■ **TASK DESCRIPTION**:
Replicate the data exactly, every line included.

■ **GIVEN ENTRIES**:
PR #317, opened 2016-09-01
Changed jackson version to 2.7.5

Graeme-Miller:


sjcorbett:
Can you test that `brooklyn-tosca` works with this change please?

neykov:
Since we are upgrading suggest doing this change as well https://github.com/neykov/brooklyn-server/commit/62613c05c2ba08c3ad9055d1fa3006f100a58b38.

I also tried bumping to latest releases available (with same major number) in https://github.com/neykov/brooklyn-server/commit/da1073484ec24b555fed0c0f40b89e561dc929a8 - seems to work fine deploying kubernetes.

grkvlt:
@Graeme-Miller happy to merge once you cherry-pick https://github.com/neykov/brooklyn-server/commit/62613c05c2ba08c3ad9055d1fa3006f100a58b38 into this PR as well

sjcorbett:
@grkvlt @Graeme-Miller I am not happy for this to be merged before you have confirmed or we have at least discussed what happens to the `brooklyn-tosca` dist.

geomacy:
@sjcorbett, @Graeme-Miller, I will pull this and test it out with brooklyn-tosca when I've done my next commit.

geomacy:
👍 LGTM; I have pulled this PR, built brooklyn with it and then brooklyn-tosca on top of that (actually using https://github.com/cloudsoft/brooklyn-tosca/pull/117) and I can deploy and undeploy a sample application successfully.

sjcorbett:
@geomacy did you use the dist tgz that brooklyn-tosca builds? I will also test shortly.

geomacy:
@sjcorbett good point, no, I was using the Karaf distro.

ahgittin:
out of curiosity is there a reason for this bump?  if there is can you say what it is for posterity?  otoh if it's just good hygiene that's fine although probably we should do a sweep as i'm sure there are other stale versions.

sjcorbett:
@ahgittin another downstream project has a dependency on https://github.com/fabric8io/kubernetes-client which requires the later version.

neykov:
The version bump was held back on purpose due to incompatibility with brooklyn-tosca transitive dependencies. Now that we are running in Karaf we can finally update (to a semi-recent version).

Agree there are lots of stale library versions in there which need updating.

sjcorbett:
I've tested Brooklyn 0.10.0-SNAPSHOT master + this PR against brooklyn-tosca master. The standard Tomcat/MySQL blueprint deployed fine from Alien4Cloud. The brooklyn-tosca dist includes these jars in its lib directory:
```
jackson-annotations-2.7.5.jar
jackson-core-2.7.5.jar
jackson-databind-2.7.5.jar
jackson-dataformat-xml-2.4.5.jar
jackson-dataformat-yaml-2.4.5.jar
jackson-datatype-joda-2.4.5.jar
jackson-jaxrs-base-2.7.5.jar
jackson-jaxrs-json-provider-2.7.5.jar
jackson-module-jaxb-annotations-2.7.5.jar
```
By the look of it the 2.4.5 dependencies have come from `io.swagger:swagger-core` and `swagger-jaxrs` via `brooklyn-utils-rest-swagger`. 

So sounds like we're good to go but keeping this at the back of our minds. @ahgittin do you think we need to maintain `brooklyn-tosca-dist` any more?

ahgittin:
Worth testing that the apidocs (Swagger REST docs) page works with these versions?

+1 to dropping `brooklyn-tosca-dist` in favour of the karaf way.  `brooklyn-tosca` docs and `README` probably will need updating also.

Graeme-Miller:
I have just tested the swagger page works as expected with this PR.

neykov:
That's a good spot @sjcorbett. The jackson library version mix seems important. I think it's better to stick to the same version (even if higher than required for swagger), than to risk incompatibility. It's higher risk to use two parts of the library with different versions than upgrade all of them.

Another reason to upgrade everything is that in Karaf we are explicitly adding the dependencies and pinning them to  the `fasterxml.jackson.version`. This causes the classic distribution to have a different mix of jars than the karaf one - best to keep them consistent.

Graeme-Miller:
replacing with:
https://github.com/apache/brooklyn-client/pull/28
https://github.com/apache/brooklyn-server/pull/339

PR #318, opened 2016-09-02
Delete most deprecated methods from PortForwardManager

sjcorbett:
They've been deprecated since 0.7.0.


core/src/main/java/org/apache/brooklyn/core/location/access/PortForwardManagerImpl.java
```diff
@@ -356,117 +343,18 @@ private AssociationMetadata associationMetadataFromPortMapping(PortMapping portM
...
-            PortMapping oldMapping = getPortMappingWithPublicSide(publicIpId, publicPort);
-            log.debug("associating public port "+publicPort+" on "+publicIpId+" with private port "+privatePort+" at "+l+" ("+mapping+")"
-                    +(oldMapping == null ? "" : " (overwriting "+oldMapping+" )"));
-            mappings.put(makeKey(publicIpId, publicPort), mapping);
-        }
-    }
-
-    ///////////////////////////////////////////////////////////////////////////////////
     // Internal only; make protected when deprecated interface method removed
     ///////////////////////////////////////////////////////////////////////////////////
```
neykov: Can remove TODO now.

core/src/main/java/org/apache/brooklyn/core/location/access/PortForwardManagerImpl.java
```diff
@@ -83,9 +83,6 @@
 
     private final Map<AssociationListener, Predicate<? super AssociationMetadata>> associationListeners = new ConcurrentHashMap<AssociationListener, Predicate<? super AssociationMetadata>>();
 
-    @Deprecated
-    protected final Map<String,String> publicIpIdToHostname = new LinkedHashMap<String,String>();
```
neykov: Wonder how this will affect rebinding. I believe PFMs are persisted.

sjcorbett: Is there a strategy for removing deprecated fields short of making them private and leaving them forever? Not sure we can do anything sensible to transform its data during rebind.

ahgittin: @sjcorbett my strategy when deprecating fields is to mark it deprecated and transient for one major release, make sure all accessors transform it, and make sure at least one accessor gets exercised.

this should ensure that if state from one version is carried through subsequent major versions it will migrate.

however there is not currently any way to force exercising in all cases i don't think (we could introduce a method `postRebind()` for that purpose?).  for now i suggest keep it in perpetuity with a comment `// kept for persistence from previous versions; see https://github.com/apache/brooklyn-server/pull/318`

bostko:
@sjcorbett did you test your changes with https://github.com/cloudsoft/advanced-networking project

PR #320, opened 2016-09-06
Package name change due to collision when used inside OSGI

ygy:


neykov:
Tests passing for me, merging.

PR #321, opened 2016-09-06
Added configuration for template substitution variable map

grkvlt:
Adds a new `ConfigKey<Map<?,?>>` to allow setting further template variable substitutions in YAML.


neykov:
I believe we can already do that with the existing functionality? Something like:
```
services:
- type: SoftwareProcess
  brooklyn.config:
    template.substitutions:
      key1: value1
      key2: value2
```
```
key1: ${config['template.substitutions.key1']}
key2: ${config['template.substitutions.key2']}
```

grkvlt:
Yes, I used it like `${config['template.substitutions]['key1']}` which is equivalent, I think.

But if you add in the map explicitly, then you could just say `${key1}` in the template file, which is _much_ neater.

neykov:
Would be nice to have test coverage for this, but could be added in a future PR. Tests passing locally,  merging.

■ **SOLUTION FOR THIS TASK**:
PR #317, opened 2016-09-01
Changed jackson version to 2.7.5

Graeme-Miller:


sjcorbett:
Can you test that `brooklyn-tosca` works with this change please?

neykov:
Since we are upgrading suggest doing this change as well https://github.com/neykov/brooklyn-server/commit/62613c05c2ba08c3ad9055d1fa3006f100a58b38.

I also tried bumping to latest releases available (with same major number) in https://github.com/neykov/brooklyn-server/commit/da1073484ec24b555fed0c0f40b89e561dc929a8 - seems to work fine deploying kubernetes.

grkvlt:
@Graeme-Miller happy to merge once you cherry-pick https://github.com/neykov/brooklyn-server/commit/62613c05c2ba08c3ad9055d1fa3006f100a58b38 into this PR as well

sjcorbett:
@grkvlt @Graeme-Miller I am not happy for this to be merged before you have confirmed or we have at least discussed what happens to the `brooklyn-tosca` dist.

geomacy:
@sjcorbett, @Graeme-Miller, I will pull this and test it out with brooklyn-tosca when I've done my next commit.

geomacy:
👍 LGTM; I have pulled this PR, built brooklyn with it and then brooklyn-tosca on top of that (actually using https://github.com/cloudsoft/brooklyn-tosca/pull/117) and I can deploy and undeploy a sample application successfully.

sjcorbett:
@geomacy did you use the dist tgz that brooklyn-tosca builds? I will also test shortly.

geomacy:
@sjcorbett good point, no, I was using the Karaf distro.

ahgittin:
out of curiosity is there a reason for this bump?  if there is can you say what it is for posterity?  otoh if it's just good hygiene that's fine although probably we should do a sweep as i'm sure there are other stale versions.

sjcorbett:
@ahgittin another downstream project has a dependency on https://github.com/fabric8io/kubernetes-client which requires the later version.

neykov:
The version bump was held back on purpose due to incompatibility with brooklyn-tosca transitive dependencies. Now that we are running in Karaf we can finally update (to a semi-recent version).

Agree there are lots of stale library versions in there which need updating.

sjcorbett:
I've tested Brooklyn 0.10.0-SNAPSHOT master + this PR against brooklyn-tosca master. The standard Tomcat/MySQL blueprint deployed fine from Alien4Cloud. The brooklyn-tosca dist includes these jars in its lib directory:
```
jackson-annotations-2.7.5.jar
jackson-core-2.7.5.jar
jackson-databind-2.7.5.jar
jackson-dataformat-xml-2.4.5.jar
jackson-dataformat-yaml-2.4.5.jar
jackson-datatype-joda-2.4.5.jar
jackson-jaxrs-base-2.7.5.jar
jackson-jaxrs-json-provider-2.7.5.jar
jackson-module-jaxb-annotations-2.7.5.jar
```
By the look of it the 2.4.5 dependencies have come from `io.swagger:swagger-core` and `swagger-jaxrs` via `brooklyn-utils-rest-swagger`. 

So sounds like we're good to go but keeping this at the back of our minds. @ahgittin do you think we need to maintain `brooklyn-tosca-dist` any more?

ahgittin:
Worth testing that the apidocs (Swagger REST docs) page works with these versions?

+1 to dropping `brooklyn-tosca-dist` in favour of the karaf way.  `brooklyn-tosca` docs and `README` probably will need updating also.

Graeme-Miller:
I have just tested the swagger page works as expected with this PR.

neykov:
That's a good spot @sjcorbett. The jackson library version mix seems important. I think it's better to stick to the same version (even if higher than required for swagger), than to risk incompatibility. It's higher risk to use two parts of the library with different versions than upgrade all of them.

Another reason to upgrade everything is that in Karaf we are explicitly adding the dependencies and pinning them to  the `fasterxml.jackson.version`. This causes the classic distribution to have a different mix of jars than the karaf one - best to keep them consistent.

Graeme-Miller:
replacing with:
https://github.com/apache/brooklyn-client/pull/28
https://github.com/apache/brooklyn-server/pull/339

PR #318, opened 2016-09-02
Delete most deprecated methods from PortForwardManager

sjcorbett:
They've been deprecated since 0.7.0.


core/src/main/java/org/apache/brooklyn/core/location/access/PortForwardManagerImpl.java
```diff
@@ -356,117 +343,18 @@ private AssociationMetadata associationMetadataFromPortMapping(PortMapping portM
...
-            PortMapping oldMapping = getPortMappingWithPublicSide(publicIpId, publicPort);
-            log.debug("associating public port "+publicPort+" on "+publicIpId+" with private port "+privatePort+" at "+l+" ("+mapping+")"
-                    +(oldMapping == null ? "" : " (overwriting "+oldMapping+" )"));
-            mappings.put(makeKey(publicIpId, publicPort), mapping);
-        }
-    }
-
-    ///////////////////////////////////////////////////////////////////////////////////
     // Internal only; make protected when deprecated interface method removed
     ///////////////////////////////////////////////////////////////////////////////////
```
neykov: Can remove TODO now.

core/src/main/java/org/apache/brooklyn/core/location/access/PortForwardManagerImpl.java
```diff
@@ -83,9 +83,6 @@
 
     private final Map<AssociationListener, Predicate<? super AssociationMetadata>> associationListeners = new ConcurrentHashMap<AssociationListener, Predicate<? super AssociationMetadata>>();
 
-    @Deprecated
-    protected final Map<String,String> publicIpIdToHostname = new LinkedHashMap<String,String>();
```
neykov: Wonder how this will affect rebinding. I believe PFMs are persisted.

sjcorbett: Is there a strategy for removing deprecated fields short of making them private and leaving them forever? Not sure we can do anything sensible to transform its data during rebind.

ahgittin: @sjcorbett my strategy when deprecating fields is to mark it deprecated and transient for one major release, make sure all accessors transform it, and make sure at least one accessor gets exercised.

this should ensure that if state from one version is carried through subsequent major versions it will migrate.

however there is not currently any way to force exercising in all cases i don't think (we could introduce a method `postRebind()` for that purpose?).  for now i suggest keep it in perpetuity with a comment `// kept for persistence from previous versions; see https://github.com/apache/brooklyn-server/pull/318`

bostko:
@sjcorbett did you test your changes with https://github.com/cloudsoft/advanced-networking project

PR #320, opened 2016-09-06
Package name change due to collision when used inside OSGI

ygy:


neykov:
Tests passing for me, merging.

PR #321, opened 2016-09-06
Added configuration for template substitution variable map

grkvlt:
Adds a new `ConfigKey<Map<?,?>>` to allow setting further template variable substitutions in YAML.


neykov:
I believe we can already do that with the existing functionality? Something like:
```
services:
- type: SoftwareProcess
  brooklyn.config:
    template.substitutions:
      key1: value1
      key2: value2
```
```
key1: ${config['template.substitutions.key1']}
key2: ${config['template.substitutions.key2']}
```

grkvlt:
Yes, I used it like `${config['template.substitutions]['key1']}` which is equivalent, I think.

But if you add in the map explicitly, then you could just say `${key1}` in the template file, which is _much_ neater.

neykov:
Would be nice to have test coverage for this, but could be added in a future PR. Tests passing locally,  merging.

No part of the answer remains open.